Goal of the exercise - Out of the material that follows, write out exactly the lines from the line with "Did you mean" to the line with "I need to go", both ends included, and no others.

━━━━━━━━━━━━━━━━━━━━━━━━━━━━━━

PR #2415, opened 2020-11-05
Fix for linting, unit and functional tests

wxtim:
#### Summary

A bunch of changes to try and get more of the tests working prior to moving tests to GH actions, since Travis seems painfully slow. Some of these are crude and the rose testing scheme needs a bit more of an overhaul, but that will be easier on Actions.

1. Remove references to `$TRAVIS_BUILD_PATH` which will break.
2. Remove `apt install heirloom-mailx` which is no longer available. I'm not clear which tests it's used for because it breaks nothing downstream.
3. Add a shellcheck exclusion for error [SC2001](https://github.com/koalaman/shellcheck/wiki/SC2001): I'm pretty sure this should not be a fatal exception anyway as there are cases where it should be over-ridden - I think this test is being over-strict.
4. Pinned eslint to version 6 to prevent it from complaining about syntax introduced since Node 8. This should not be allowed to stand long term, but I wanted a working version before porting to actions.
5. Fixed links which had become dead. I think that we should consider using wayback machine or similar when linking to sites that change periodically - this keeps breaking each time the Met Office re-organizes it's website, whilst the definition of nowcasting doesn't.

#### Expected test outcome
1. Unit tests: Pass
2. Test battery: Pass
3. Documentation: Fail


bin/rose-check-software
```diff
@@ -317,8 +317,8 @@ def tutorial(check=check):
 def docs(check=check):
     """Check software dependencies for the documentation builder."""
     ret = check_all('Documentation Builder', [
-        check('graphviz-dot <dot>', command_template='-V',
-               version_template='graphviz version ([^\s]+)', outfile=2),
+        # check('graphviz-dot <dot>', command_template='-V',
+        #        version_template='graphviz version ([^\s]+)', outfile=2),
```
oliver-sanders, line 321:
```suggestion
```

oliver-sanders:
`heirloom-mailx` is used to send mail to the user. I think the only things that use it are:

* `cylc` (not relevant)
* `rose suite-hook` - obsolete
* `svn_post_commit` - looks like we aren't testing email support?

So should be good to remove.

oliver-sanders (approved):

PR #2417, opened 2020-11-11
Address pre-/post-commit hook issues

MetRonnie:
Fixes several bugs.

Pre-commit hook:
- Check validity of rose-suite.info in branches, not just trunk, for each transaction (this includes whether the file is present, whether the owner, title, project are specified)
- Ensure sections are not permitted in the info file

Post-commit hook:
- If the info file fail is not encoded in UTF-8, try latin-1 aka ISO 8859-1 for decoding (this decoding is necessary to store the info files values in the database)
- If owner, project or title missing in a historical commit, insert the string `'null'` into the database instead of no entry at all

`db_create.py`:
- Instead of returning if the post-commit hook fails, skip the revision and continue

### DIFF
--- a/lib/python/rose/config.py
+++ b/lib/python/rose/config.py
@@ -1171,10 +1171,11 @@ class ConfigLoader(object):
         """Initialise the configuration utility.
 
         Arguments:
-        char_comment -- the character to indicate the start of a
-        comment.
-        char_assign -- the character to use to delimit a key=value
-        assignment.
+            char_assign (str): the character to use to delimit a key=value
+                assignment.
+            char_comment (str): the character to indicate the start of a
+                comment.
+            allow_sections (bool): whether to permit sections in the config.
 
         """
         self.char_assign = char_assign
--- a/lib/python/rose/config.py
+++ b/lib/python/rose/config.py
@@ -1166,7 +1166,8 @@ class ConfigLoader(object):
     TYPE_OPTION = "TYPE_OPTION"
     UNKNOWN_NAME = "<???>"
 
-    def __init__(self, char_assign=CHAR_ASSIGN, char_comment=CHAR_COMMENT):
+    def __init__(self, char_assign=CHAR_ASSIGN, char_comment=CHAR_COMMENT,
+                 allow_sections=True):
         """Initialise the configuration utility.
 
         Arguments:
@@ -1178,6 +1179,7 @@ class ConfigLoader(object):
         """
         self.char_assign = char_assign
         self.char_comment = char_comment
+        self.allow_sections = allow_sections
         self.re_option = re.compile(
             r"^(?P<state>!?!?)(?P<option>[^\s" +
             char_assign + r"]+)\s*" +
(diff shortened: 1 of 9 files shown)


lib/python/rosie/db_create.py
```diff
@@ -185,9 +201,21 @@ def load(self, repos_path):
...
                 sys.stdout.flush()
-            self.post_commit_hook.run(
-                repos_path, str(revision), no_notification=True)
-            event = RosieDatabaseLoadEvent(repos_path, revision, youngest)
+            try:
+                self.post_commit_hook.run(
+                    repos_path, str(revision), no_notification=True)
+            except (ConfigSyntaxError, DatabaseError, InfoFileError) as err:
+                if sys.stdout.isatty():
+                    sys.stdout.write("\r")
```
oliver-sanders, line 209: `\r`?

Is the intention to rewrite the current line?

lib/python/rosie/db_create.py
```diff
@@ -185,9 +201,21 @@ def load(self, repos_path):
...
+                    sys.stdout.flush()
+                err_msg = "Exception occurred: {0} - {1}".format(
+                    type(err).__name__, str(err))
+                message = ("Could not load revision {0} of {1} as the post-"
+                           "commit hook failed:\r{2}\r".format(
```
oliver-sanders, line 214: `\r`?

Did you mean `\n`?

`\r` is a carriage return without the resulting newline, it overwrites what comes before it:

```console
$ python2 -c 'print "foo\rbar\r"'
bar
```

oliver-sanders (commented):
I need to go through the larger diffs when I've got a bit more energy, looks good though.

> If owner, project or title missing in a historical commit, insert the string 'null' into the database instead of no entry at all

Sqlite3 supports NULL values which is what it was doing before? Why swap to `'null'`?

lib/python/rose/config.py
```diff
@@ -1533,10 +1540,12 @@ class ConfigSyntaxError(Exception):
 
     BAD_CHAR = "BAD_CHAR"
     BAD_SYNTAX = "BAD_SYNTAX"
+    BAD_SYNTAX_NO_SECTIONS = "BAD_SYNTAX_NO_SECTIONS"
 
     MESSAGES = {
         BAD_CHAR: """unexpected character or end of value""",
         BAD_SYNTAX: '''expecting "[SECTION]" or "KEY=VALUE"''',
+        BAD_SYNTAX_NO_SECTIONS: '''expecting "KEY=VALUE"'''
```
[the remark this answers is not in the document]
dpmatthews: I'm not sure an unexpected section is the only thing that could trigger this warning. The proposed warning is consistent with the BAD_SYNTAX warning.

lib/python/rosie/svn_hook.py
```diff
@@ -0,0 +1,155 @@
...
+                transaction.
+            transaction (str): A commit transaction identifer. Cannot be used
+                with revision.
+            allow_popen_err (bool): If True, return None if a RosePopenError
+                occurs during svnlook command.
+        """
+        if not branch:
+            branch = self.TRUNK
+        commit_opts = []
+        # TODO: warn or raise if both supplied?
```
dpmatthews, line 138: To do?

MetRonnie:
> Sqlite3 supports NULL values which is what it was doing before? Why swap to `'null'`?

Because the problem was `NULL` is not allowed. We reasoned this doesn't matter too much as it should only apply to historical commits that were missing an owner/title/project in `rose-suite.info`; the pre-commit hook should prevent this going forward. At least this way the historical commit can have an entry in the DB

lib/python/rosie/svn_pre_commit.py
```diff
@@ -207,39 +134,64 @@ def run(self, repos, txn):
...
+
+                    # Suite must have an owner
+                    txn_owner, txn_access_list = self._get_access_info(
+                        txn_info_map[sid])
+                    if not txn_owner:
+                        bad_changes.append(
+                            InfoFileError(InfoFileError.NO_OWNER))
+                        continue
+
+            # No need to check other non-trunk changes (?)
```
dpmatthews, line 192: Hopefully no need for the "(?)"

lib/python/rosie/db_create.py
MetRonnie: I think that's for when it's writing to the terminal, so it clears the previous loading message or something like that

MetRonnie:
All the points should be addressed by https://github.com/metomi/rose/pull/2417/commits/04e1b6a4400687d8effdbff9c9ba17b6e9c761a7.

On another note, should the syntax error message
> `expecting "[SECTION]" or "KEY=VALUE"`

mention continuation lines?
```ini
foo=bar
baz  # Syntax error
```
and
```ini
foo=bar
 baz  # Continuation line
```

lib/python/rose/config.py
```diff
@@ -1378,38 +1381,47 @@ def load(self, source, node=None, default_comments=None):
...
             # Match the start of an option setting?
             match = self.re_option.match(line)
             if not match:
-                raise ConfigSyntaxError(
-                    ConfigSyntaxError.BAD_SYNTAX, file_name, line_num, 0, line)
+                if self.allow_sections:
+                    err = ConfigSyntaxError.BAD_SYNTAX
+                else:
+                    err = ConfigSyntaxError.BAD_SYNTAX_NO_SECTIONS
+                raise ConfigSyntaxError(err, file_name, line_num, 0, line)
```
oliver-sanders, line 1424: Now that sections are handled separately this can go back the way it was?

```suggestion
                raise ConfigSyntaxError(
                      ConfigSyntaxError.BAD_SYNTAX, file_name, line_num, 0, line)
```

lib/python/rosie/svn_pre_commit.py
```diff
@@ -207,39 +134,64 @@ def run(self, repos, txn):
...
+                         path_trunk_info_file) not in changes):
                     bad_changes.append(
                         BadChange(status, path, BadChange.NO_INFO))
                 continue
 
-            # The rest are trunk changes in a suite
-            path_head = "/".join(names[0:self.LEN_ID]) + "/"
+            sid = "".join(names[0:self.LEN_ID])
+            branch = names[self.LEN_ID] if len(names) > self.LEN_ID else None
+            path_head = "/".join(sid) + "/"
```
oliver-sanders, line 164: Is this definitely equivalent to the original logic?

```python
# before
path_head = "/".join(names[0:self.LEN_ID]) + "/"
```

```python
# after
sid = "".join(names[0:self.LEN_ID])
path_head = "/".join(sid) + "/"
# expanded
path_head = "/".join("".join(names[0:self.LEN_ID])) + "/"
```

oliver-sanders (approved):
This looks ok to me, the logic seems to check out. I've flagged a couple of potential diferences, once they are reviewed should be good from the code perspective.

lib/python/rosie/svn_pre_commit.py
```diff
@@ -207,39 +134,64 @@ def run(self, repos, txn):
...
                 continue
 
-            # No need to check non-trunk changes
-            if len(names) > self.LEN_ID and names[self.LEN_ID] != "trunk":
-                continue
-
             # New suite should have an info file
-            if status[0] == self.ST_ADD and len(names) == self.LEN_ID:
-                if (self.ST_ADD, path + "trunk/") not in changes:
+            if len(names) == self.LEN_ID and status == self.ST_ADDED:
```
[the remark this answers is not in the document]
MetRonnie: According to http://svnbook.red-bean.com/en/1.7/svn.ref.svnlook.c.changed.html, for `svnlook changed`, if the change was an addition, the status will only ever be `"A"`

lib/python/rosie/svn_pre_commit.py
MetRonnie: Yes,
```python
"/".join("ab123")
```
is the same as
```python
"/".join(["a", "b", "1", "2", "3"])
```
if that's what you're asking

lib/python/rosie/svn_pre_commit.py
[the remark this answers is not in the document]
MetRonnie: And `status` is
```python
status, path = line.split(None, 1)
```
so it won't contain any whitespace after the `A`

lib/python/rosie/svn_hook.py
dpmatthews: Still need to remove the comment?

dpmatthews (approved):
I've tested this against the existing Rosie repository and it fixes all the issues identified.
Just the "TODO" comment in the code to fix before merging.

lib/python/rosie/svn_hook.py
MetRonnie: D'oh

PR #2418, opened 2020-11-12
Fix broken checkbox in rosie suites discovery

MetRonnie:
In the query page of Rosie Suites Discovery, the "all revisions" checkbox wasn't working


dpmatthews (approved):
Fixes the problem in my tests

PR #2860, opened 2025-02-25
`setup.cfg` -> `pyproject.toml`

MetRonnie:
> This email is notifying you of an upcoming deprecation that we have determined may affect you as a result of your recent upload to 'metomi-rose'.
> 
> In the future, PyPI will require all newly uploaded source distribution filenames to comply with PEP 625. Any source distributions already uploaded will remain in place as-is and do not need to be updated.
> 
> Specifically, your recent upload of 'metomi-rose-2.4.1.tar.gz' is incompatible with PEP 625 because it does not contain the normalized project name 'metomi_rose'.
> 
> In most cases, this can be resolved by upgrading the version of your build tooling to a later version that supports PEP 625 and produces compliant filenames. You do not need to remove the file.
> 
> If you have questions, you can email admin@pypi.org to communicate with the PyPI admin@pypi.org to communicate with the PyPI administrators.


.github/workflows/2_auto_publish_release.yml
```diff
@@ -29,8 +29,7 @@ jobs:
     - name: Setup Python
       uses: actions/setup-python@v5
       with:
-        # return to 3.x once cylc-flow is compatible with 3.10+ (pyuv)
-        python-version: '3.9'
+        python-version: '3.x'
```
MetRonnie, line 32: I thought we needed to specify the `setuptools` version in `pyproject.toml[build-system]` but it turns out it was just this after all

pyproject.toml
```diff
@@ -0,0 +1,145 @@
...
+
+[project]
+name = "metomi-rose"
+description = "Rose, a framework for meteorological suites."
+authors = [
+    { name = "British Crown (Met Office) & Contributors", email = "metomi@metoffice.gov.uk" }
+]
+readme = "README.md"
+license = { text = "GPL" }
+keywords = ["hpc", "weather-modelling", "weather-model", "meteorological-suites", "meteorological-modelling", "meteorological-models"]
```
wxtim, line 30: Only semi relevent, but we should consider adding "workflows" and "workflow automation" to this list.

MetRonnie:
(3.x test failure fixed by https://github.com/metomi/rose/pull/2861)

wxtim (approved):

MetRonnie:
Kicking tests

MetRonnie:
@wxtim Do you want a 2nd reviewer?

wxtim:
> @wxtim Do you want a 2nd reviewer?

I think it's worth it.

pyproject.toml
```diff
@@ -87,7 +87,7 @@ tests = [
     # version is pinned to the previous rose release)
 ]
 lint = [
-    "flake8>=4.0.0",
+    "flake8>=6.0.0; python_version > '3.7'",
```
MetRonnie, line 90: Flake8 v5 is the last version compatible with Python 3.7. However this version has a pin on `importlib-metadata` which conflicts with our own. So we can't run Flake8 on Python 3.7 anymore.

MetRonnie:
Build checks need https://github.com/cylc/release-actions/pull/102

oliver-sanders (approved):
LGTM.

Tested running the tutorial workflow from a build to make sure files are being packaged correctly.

━━━━━━━━━━━━━━━━━━━━━━━━━━━━━━

Solution for this task -
Did you mean `\n`?

`\r` is a carriage return without the resulting newline, it overwrites what comes before it:

```console
$ python2 -c 'print "foo\rbar\r"'
bar
```

oliver-sanders (commented):
I need to go through the larger diffs when I've got a bit more energy, looks good though.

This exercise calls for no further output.